— RECORD SET —
★ ★ ★ ★ ★

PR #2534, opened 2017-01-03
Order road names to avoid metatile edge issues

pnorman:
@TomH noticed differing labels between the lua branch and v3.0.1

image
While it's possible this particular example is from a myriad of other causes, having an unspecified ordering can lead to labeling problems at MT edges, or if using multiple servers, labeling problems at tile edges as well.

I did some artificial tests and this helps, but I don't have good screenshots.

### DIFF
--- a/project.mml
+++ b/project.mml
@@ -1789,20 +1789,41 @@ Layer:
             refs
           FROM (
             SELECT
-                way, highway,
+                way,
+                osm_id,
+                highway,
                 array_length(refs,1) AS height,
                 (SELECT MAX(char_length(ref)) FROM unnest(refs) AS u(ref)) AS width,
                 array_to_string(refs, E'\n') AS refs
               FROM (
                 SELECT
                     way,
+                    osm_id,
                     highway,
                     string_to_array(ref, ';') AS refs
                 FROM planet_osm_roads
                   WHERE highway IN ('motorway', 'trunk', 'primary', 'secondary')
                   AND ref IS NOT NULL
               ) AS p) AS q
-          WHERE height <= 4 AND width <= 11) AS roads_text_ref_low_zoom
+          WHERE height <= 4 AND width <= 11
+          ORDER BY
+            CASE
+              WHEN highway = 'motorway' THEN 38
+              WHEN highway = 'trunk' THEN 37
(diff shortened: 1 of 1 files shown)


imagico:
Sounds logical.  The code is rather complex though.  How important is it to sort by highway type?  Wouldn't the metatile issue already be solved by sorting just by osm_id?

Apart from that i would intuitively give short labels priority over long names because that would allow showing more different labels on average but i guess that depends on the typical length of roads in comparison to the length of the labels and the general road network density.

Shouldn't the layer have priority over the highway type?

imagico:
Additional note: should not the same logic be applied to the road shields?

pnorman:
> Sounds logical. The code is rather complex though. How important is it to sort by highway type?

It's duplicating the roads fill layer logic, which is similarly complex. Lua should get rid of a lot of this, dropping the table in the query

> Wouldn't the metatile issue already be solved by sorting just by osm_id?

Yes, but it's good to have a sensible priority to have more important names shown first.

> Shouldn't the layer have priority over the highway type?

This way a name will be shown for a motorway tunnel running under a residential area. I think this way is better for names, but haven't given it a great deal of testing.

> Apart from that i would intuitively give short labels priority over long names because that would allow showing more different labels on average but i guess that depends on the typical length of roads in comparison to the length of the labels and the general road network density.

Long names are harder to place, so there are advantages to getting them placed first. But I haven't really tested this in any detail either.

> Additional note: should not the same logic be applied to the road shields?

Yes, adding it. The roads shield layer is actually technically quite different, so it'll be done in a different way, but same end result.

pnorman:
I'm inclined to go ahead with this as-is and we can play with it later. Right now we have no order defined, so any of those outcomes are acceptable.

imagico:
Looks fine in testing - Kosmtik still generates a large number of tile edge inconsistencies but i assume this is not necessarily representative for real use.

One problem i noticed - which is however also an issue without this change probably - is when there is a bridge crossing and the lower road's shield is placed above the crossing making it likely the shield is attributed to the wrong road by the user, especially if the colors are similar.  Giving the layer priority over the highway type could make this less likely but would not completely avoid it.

★ ★ ★ ★ ★

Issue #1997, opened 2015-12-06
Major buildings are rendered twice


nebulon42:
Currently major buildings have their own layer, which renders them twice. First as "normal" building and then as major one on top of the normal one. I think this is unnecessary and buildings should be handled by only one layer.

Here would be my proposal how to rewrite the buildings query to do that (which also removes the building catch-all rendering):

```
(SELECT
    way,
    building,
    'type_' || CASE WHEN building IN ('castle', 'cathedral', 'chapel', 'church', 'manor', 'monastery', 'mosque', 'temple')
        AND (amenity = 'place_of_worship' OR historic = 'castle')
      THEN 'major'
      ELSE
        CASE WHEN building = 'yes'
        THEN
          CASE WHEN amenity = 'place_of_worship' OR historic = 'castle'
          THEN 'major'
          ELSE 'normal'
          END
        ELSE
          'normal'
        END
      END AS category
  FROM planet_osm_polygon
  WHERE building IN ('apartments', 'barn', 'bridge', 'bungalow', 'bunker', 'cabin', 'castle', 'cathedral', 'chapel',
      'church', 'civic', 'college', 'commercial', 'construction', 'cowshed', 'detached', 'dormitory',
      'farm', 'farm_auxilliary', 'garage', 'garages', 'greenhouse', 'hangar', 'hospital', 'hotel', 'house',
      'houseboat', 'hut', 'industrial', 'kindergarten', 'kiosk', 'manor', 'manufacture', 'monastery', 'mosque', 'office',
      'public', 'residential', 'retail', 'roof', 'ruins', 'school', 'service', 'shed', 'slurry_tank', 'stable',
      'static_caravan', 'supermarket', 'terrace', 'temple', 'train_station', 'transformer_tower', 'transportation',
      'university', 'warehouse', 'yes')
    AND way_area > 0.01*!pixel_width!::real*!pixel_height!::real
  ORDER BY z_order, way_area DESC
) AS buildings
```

★ ★ ★ ★ ★

— EXERCISE BRIEF —
Look back at the entries above and repeat, unchanged, every line from the line holding "PR #2534, opened 2017-01-03" through the line holding "I did some artificial".

— RESPONSE BELOW —
PR #2534, opened 2017-01-03
Order road names to avoid metatile edge issues

pnorman:
@TomH noticed differing labels between the lua branch and v3.0.1

image
While it's possible this particular example is from a myriad of other causes, having an unspecified ordering can lead to labeling problems at MT edges, or if using multiple servers, labeling problems at tile edges as well.

I did some artificial tests and this helps, but I don't have good screenshots.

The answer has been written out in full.